◆ Problem to work on ◆
Retyping the records exactly is the whole task.

◆ Supplied material ◆
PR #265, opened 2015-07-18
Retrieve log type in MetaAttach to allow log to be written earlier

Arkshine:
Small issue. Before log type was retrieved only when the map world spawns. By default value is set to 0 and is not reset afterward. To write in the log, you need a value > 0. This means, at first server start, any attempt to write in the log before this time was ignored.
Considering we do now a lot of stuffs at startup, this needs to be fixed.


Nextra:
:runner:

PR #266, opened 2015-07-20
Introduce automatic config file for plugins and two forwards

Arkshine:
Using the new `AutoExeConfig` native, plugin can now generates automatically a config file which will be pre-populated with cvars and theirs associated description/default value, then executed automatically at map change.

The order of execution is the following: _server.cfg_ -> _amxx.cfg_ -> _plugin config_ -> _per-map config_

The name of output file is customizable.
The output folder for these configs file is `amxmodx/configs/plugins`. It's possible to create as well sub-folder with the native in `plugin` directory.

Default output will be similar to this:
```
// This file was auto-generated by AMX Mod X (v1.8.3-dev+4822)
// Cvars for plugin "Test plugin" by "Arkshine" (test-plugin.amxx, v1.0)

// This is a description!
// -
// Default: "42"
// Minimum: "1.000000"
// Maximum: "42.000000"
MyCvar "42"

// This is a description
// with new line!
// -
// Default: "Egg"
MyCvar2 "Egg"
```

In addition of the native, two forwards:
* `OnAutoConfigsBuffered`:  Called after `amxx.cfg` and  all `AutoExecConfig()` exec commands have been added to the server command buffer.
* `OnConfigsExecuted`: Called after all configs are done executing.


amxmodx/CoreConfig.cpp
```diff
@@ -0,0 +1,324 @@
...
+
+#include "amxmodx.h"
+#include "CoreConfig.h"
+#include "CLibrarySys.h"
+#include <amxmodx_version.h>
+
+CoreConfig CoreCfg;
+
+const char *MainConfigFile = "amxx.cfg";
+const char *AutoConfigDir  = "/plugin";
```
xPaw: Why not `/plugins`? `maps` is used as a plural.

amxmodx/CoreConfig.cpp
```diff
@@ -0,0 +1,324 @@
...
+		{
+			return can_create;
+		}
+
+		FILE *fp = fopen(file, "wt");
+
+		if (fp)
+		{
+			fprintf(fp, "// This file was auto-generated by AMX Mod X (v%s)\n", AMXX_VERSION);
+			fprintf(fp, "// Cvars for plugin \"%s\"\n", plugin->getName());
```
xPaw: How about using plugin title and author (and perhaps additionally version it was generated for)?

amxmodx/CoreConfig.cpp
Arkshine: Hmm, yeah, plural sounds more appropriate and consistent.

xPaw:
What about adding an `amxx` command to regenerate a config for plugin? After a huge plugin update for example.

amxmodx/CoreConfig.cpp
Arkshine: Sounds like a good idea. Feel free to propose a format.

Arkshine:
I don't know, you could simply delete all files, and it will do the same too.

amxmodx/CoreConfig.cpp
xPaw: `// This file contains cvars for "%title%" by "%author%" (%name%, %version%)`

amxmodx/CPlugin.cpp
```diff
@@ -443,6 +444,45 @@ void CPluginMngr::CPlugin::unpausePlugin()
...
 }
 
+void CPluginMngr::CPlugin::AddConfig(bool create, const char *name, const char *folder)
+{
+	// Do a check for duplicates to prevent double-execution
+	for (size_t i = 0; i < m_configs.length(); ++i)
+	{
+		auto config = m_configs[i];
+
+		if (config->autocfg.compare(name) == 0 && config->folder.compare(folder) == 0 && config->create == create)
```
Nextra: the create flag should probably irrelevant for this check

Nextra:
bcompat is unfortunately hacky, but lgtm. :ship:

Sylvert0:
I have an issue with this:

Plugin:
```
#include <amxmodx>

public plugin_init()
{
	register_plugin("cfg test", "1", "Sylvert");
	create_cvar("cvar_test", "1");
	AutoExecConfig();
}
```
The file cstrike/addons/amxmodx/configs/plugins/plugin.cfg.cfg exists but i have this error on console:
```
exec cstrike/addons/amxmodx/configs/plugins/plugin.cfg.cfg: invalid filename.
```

◆ Answer section ◆
PR #265, opened 2015-07-18
Retrieve log type in MetaAttach to allow log to be written earlier

Arkshine:
Small issue. Before log type was retrieved only when the map world spawns. By default value is set to 0 and is not reset afterward. To write in the log, you need a value > 0. This means, at first server start, any attempt to write in the log before this time was ignored.
Considering we do now a lot of stuffs at startup, this needs to be fixed.


Nextra:
:runner:

PR #266, opened 2015-07-20
Introduce automatic config file for plugins and two forwards

Arkshine:
Using the new `AutoExeConfig` native, plugin can now generates automatically a config file which will be pre-populated with cvars and theirs associated description/default value, then executed automatically at map change.

The order of execution is the following: _server.cfg_ -> _amxx.cfg_ -> _plugin config_ -> _per-map config_

The name of output file is customizable.
The output folder for these configs file is `amxmodx/configs/plugins`. It's possible to create as well sub-folder with the native in `plugin` directory.

Default output will be similar to this:
```
// This file was auto-generated by AMX Mod X (v1.8.3-dev+4822)
// Cvars for plugin "Test plugin" by "Arkshine" (test-plugin.amxx, v1.0)

// This is a description!
// -
// Default: "42"
// Minimum: "1.000000"
// Maximum: "42.000000"
MyCvar "42"

// This is a description
// with new line!
// -
// Default: "Egg"
MyCvar2 "Egg"
```

In addition of the native, two forwards:
* `OnAutoConfigsBuffered`:  Called after `amxx.cfg` and  all `AutoExecConfig()` exec commands have been added to the server command buffer.
* `OnConfigsExecuted`: Called after all configs are done executing.


amxmodx/CoreConfig.cpp
```diff
@@ -0,0 +1,324 @@
...
+
+#include "amxmodx.h"
+#include "CoreConfig.h"
+#include "CLibrarySys.h"
+#include <amxmodx_version.h>
+
+CoreConfig CoreCfg;
+
+const char *MainConfigFile = "amxx.cfg";
+const char *AutoConfigDir  = "/plugin";
```
xPaw: Why not `/plugins`? `maps` is used as a plural.

amxmodx/CoreConfig.cpp
```diff
@@ -0,0 +1,324 @@
...
+		{
+			return can_create;
+		}
+
+		FILE *fp = fopen(file, "wt");
+
+		if (fp)
+		{
+			fprintf(fp, "// This file was auto-generated by AMX Mod X (v%s)\n", AMXX_VERSION);
+			fprintf(fp, "// Cvars for plugin \"%s\"\n", plugin->getName());
```
xPaw: How about using plugin title and author (and perhaps additionally version it was generated for)?

amxmodx/CoreConfig.cpp
Arkshine: Hmm, yeah, plural sounds more appropriate and consistent.

xPaw:
What about adding an `amxx` command to regenerate a config for plugin? After a huge plugin update for example.

amxmodx/CoreConfig.cpp
Arkshine: Sounds like a good idea. Feel free to propose a format.

Arkshine:
I don't know, you could simply delete all files, and it will do the same too.

amxmodx/CoreConfig.cpp
xPaw: `// This file contains cvars for "%title%" by "%author%" (%name%, %version%)`

amxmodx/CPlugin.cpp
```diff
@@ -443,6 +444,45 @@ void CPluginMngr::CPlugin::unpausePlugin()
...
 }
 
+void CPluginMngr::CPlugin::AddConfig(bool create, const char *name, const char *folder)
+{
+	// Do a check for duplicates to prevent double-execution
+	for (size_t i = 0; i < m_configs.length(); ++i)
+	{
+		auto config = m_configs[i];
+
+		if (config->autocfg.compare(name) == 0 && config->folder.compare(folder) == 0 && config->create == create)
```
Nextra: the create flag should probably irrelevant for this check

Nextra:
bcompat is unfortunately hacky, but lgtm. :ship:

Sylvert0:
I have an issue with this:

Plugin:
```
#include <amxmodx>

public plugin_init()
{
	register_plugin("cfg test", "1", "Sylvert");
	create_cvar("cvar_test", "1");
	AutoExecConfig();
}
```
The file cstrike/addons/amxmodx/configs/plugins/plugin.cfg.cfg exists but i have this error on console:
```
exec cstrike/addons/amxmodx/configs/plugins/plugin.cfg.cfg: invalid filename.
```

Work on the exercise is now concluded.